Then the long clean ee sound comes back as Kavanagh shifts into perfectly modulated, proper English:
In Ealing Broadway . . . London Town
I name their several names.
There’s the ghost of “healing” in “Ealing”, and this crosses the gap that the three dots make, like hands across the Irish Sea. To adapt Muldoon, he is meeting the English. He is putting the prominent phrase “London Town” wittily into the picture, as though it’s a big village not a city – again this is a vernacular phrase which plays against the higher style of these two lines.

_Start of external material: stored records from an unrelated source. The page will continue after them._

PR #1319, opened 2025-10-02
Fix REC DOS backwards Compatibility

Nopey:
Our assertions (lookup_id 10) and setrandom (lookup_id 96) were implemented in such a way as to confuse DOS.

The assertion packets were mostly harmless, but could trigger random codepaths we don't understand in the DOS game.
The setrandom 96 packets would cause a parser desync, garbaging subsequent moves.


Vagabond:
My only concern here is the magic numbers of 'A' and 4, could we define these in a common header somewhere? like in rec.h?

Issue #700, opened 2020-07-17
compat mode not yet ABI compatible with classic zlib on 64 bit machines


dankegel:
Noticed while fixing #699.

https://github.com/dankegel/zlib-ng/tree/abicheck-tmpsssh is a draft of a new script, tmp/abicheck.sh,
that compares zlib and zlib-ng --compat ABIs (as well as makes sure zlib-ng non-compat ABI remains stable).

It complains that quite a few functions have arguments of the wrong size, e.g.
```
  [C]'function uLong adler32(uLong, const Bytef*, uInt)' at adler32.c:88:1 has some indirect sub-type changes:
    return type changed:
    parameter 1 of type 'typedef uLong' changed:
      underlying type 'unsigned long int' at types.h:41:1 changed:
        entity changed from 'unsigned long int' to compatible type 'typedef __uint32_t' at types.h:41:1
          type name changed from 'unsigned long int' to 'unsigned int'
          type size changed from 64 to 32 bits
```

Evidently ZLIB_COMPAT needs to be sprinkled around the codebase a little more, a la
https://github.com/zlib-ng/zlib-ng/blob/develop/crc32.c#L64

mtl1979:
I can make a pull request to fix this...

dankegel:
While looking into this, I noticed 32-bit-only problems, and filed https://github.com/zlib-ng/zlib-ng/issues/705 for them.

(In short, the recent commit
"For gzseek, gzoffset, gzopen, adler32_combine, crc32_combine and crc32_combine_gen, export 32-bit and 64-bit versions for zlib-compatible api and only 64-bit version (without 64 suffix) for zlib-ng native api",
https://github.com/zlib-ng/zlib-ng/commit/6dcc7bf815c803fe7712e449b3c8fee8f3ab6dda#diff-ce3e5ac484a4ca73e6533421950dbe15
seems to introduce z_off64_t problems when building --zlib-compat on -m32 and/or real 32 bit machines.)

mtl1979:
@nmoinvaz might need to make pull request with partial revert to fix that issue... We do still support 32-bit processors.

dankegel:
Y'know, I should probably file a separate bug for the 32 bit problems... done.

mtl1979:
@dankegel Indeed...

nmoinvaz:
@dankegel anything more to do on this or can we close it out? Seems like all the PRs have been merged..

dankegel:
[...]

PR #701, opened 2020-07-17
Fix signature of adler32(), adler32_combine(), adler32_combine64() and adler32_z() in compat mode.

mtl1979:
* See #700, compat API needs to use "unsigned long" instead of "uint32_t"

### DIFF
--- a/adler32.c
+++ b/adler32.c
@@ -82,7 +82,7 @@ uint32_t adler32_c(uint32_t adler, const unsigned char *buf, size_t len) {
 
 #ifdef ZLIB_COMPAT
 unsigned long ZEXPORT PREFIX(adler32_z)(unsigned long adler, const unsigned char *buf, size_t len) {
-    return (unsigned long) functable.adler32((uint32_t) adler, buf, len);
+    return (unsigned long)functable.adler32((uint32_t)adler, buf, len);
 }
 #else
 uint32_t ZEXPORT PREFIX(adler32_z)(uint32_t adler, const unsigned char *buf, size_t len) {
@@ -93,7 +93,7 @@ uint32_t ZEXPORT PREFIX(adler32_z)(uint32_t adler, const unsigned char *buf, siz
 /* ========================================================================= */
 #ifdef ZLIB_COMPAT
 unsigned long ZEXPORT PREFIX(adler32)(unsigned long adler, const unsigned char *buf, unsigned int len) {
-    return (unsigned long) functable.adler32((uint32_t) adler, buf, len);
+    return (unsigned long)functable.adler32((uint32_t)adler, buf, len);
 }
 #else
 uint32_t ZEXPORT PREFIX(adler32)(uint32_t adler, const unsigned char *buf, uint32_t len) {
@@ -129,11 +129,11 @@ static uint32_t adler32_combine_(uint32_t adler1, uint32_t adler2, z_off64_t len
 /* ========================================================================= */
 #ifdef ZLIB_COMPAT
 unsigned long ZEXPORT PREFIX(adler32_combine)(unsigned long adler1, unsigned long adler2, z_off_t len2) {
-    return (unsigned long) adler32_combine_((uint32_t) adler1, (uint32_t) adler2, len2);
+    return (unsigned long)adler32_combine_((uint32_t)adler1, (uint32_t)adler2, len2);
 }
 
 unsigned long ZEXPORT PREFIX4(adler32_combine)(unsigned long adler1, unsigned long adler2, z_off64_t len2) {
-    return (unsigned long) adler32_combine_((uint32_t) adler1, (uint32_t) adler2, len2);
+    return (unsigned long)adler32_combine_((uint32_t)adler1, (uint32_t)adler2, len2);
 }
 #else
 uint32_t ZEXPORT PREFIX4(adler32_combine)(uint32_t adler1, uint32_t adler2, z_off64_t len2) {
--- a/adler32.c
+++ b/adler32.c
@@ -80,14 +80,26 @@ uint32_t adler32_c(uint32_t adler, const unsigned char *buf, size_t len) {
     return adler | (sum2 << 16);
 }
 
+#ifdef ZLIB_COMPAT
+unsigned long ZEXPORT PREFIX(adler32_z)(unsigned long adler, const unsigned char *buf, size_t len) {
+    return (unsigned long) functable.adler32((uint32_t) adler, buf, len);
+}
+#else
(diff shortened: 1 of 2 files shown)


zlib.h
```diff
@@ -1645,7 +1645,7 @@ ZEXTERN void ZEXPORT gzclearerr(gzFile file);
    library.
 */
 
-ZEXTERN uint32_t ZEXPORT adler32(uint32_t adler, const unsigned char *buf, uint32_t len);
+ZEXTERN unsigned long ZEXPORT adler32(unsigned long adler, const unsigned char *buf, unsigned int len);
```
dankegel, line 1648: This seems a bit mysterious.  Won't it be wrong now on 64 bits in the non-compat case?

dankegel (commented):
There are a number of other functions that need similar fixes, see output of the script in the bug report.

zlib.h
dankegel: Seems like we need a type that is ZNG_uLong which expands to 32 bits for ng, and unsized for compat?

mtl1979: Non-compat case will not use this header, it uses zlib-ng.h instead.

mtl1979:
@dankegel I did split the changes as several pull requests, one for each source file. See #702 for changes related to ```crc32.c```.

zlib.h
mtl1979: Using ZNG_uLong isn't enough as some compilers will issue warning or error if function parameters or return type is truncated. Explicit zero-extending is for readability mostly as it makes it clear for human reader and obvious for compiler when inlining -- and static analysis -- that the zero-extending is intended behavior and not oversight.

zlib.h
```diff
@@ -1664,7 +1664,7 @@ ZEXTERN uint32_t ZEXPORT adler32(uint32_t adler, const unsigned char *buf, uint3
      if (adler != original_adler) error();
 */
 
-ZEXTERN uint32_t ZEXPORT adler32_z (uint32_t adler, const unsigned char *buf, size_t len);
+ZEXTERN unsigned long ZEXPORT adler32_z (unsigned long adler, const unsigned char *buf, size_t len);
```
nmoinvaz: Prefer no space after function name..

adler32.c
```diff
@@ -116,8 +128,8 @@ static uint32_t adler32_combine_(uint32_t adler1, uint32_t adler2, z_off64_t len
 
 /* ========================================================================= */
 #ifdef ZLIB_COMPAT
-uint32_t ZEXPORT PREFIX(adler32_combine)(uint32_t adler1, uint32_t adler2, z_off_t len2) {
-    return adler32_combine_(adler1, adler2, len2);
+unsigned long ZEXPORT PREFIX(adler32_combine)(unsigned long adler1, unsigned long adler2, z_off_t len2) {
+    return (unsigned long) adler32_combine_((uint32_t) adler1, (uint32_t) adler2, len2);
```
nmoinvaz: Prefer no spaces after casts..

adler32.c
```diff
@@ -80,14 +80,26 @@ uint32_t adler32_c(uint32_t adler, const unsigned char *buf, size_t len) {
     return adler | (sum2 << 16);
 }
 
+#ifdef ZLIB_COMPAT
+unsigned long ZEXPORT PREFIX(adler32_z)(unsigned long adler, const unsigned char *buf, size_t len) {
+    return (unsigned long) functable.adler32((uint32_t) adler, buf, len);
```
nmoinvaz: No space after casts?

nmoinvaz (commented):
Looks pretty good except for some formatting.

zlib.h
mtl1979: I didn't want to mix style changes with code changes as it is frowned upon...

mtl1979:
Mixing formatting and code changes is frowned upon and that's why I didn't change them at the same time... I tried to be consistent with the style in related crc32.c changes partially already merged in...

dankegel:
That makes abidiff happier, but it still objects to adler32_combine64:

```
  [C]'function uLong adler32_combine64(uLong, uLong, off64_t)' at adler32.c:136:1 has some indirect sub-type changes:
    parameter 1 of type 'typedef uLong' changed:
      typedef name changed from uLong to uint32_t at stdint-uintn.h:26:1
      underlying type 'unsigned long int' changed:
        entity changed from 'unsigned long int' to compatible type 'typedef __uint32_t' at types.h:42:1
          type name changed from 'unsigned long int' to 'unsigned int'
          type size changed from 64 to 32 (in bits)
    parameter 2 of type 'typedef uLong' changed:
      typedef name changed from uLong to uint32_t at stdint-uintn.h:26:1
      underlying type 'unsigned long int' changed:
        entity changed from 'unsigned long int' to compatible type 'typedef __uint32_t' at types.h:42:1
          type name changed from 'unsigned long int' to 'unsigned int'
          type size changed from 64 to 32 (in bits)
```

mtl1979:
@dankegel Updated...

dankegel:
Still present.  Check the last three lines of adler32.c...

mtl1979:
@dankegel Updated once again ;)

nmoinvaz (approved):

dankegel (changes requested):
I think this code path in zlib.h, which only shows up when you try to compile a program that uses zlib-ng's compat mode from source (and so doesn't show up in the output of abidiff), has the problem, too?
```
--- a/zlib.h
+++ b/zlib.h
@@ -1795,7 +1795,7 @@ ZEXTERN int ZEXPORT gzgetc_(gzFile file);  /* backward compatibility */
      ZEXTERN z_off_t ZEXPORT gzseek64(gzFile, z_off_t, int);
      ZEXTERN z_off_t ZEXPORT gztell64(gzFile);
      ZEXTERN z_off_t ZEXPORT gzoffset64(gzFile);
-     ZEXTERN uint32_t ZEXPORT adler32_combine64(uint32_t, uint32_t, z_off_t);
+     ZEXTERN unsigned long ZEXPORT adler32_combine64(unsigned long, unsigned long, z_off_t);
      ZEXTERN unsigned long ZEXPORT crc32_combine64(unsigned long, unsigned long, z_off_t);
      ZEXTERN void ZEXPORT crc32_combine_gen64(uint32_t *op, z_off64_t);
 #  endif
```
(note also the inconsistent use of z_off64_t there; more on that in #700 ).

Other than that, I don't see any remaining problems.

mtl1979:
@dankegel Updated ;)

dankegel:
LGTM

nmoinvaz (approved):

But the language is heightened, ritualistic, proper: “I name their several names.” Like a chant, the line elevates not straddle breeching bull-wire winkers choke-band, but the primal act of naming objects which “their” makes human, creaturely. That “sever” in “several” is over-ridden by another act of joining, of participation, as the penultimate stanza flows effortlessly into the last stanza and repairs the broken breeching. The movement is now open, revelatory, the dash doesn’t introduce the deliberately clumsy “straw-stuffed straddle” or “broken breeching” but “Morning, the silent bog”, a cadence which calls back “Ealing Broadway, London Town.”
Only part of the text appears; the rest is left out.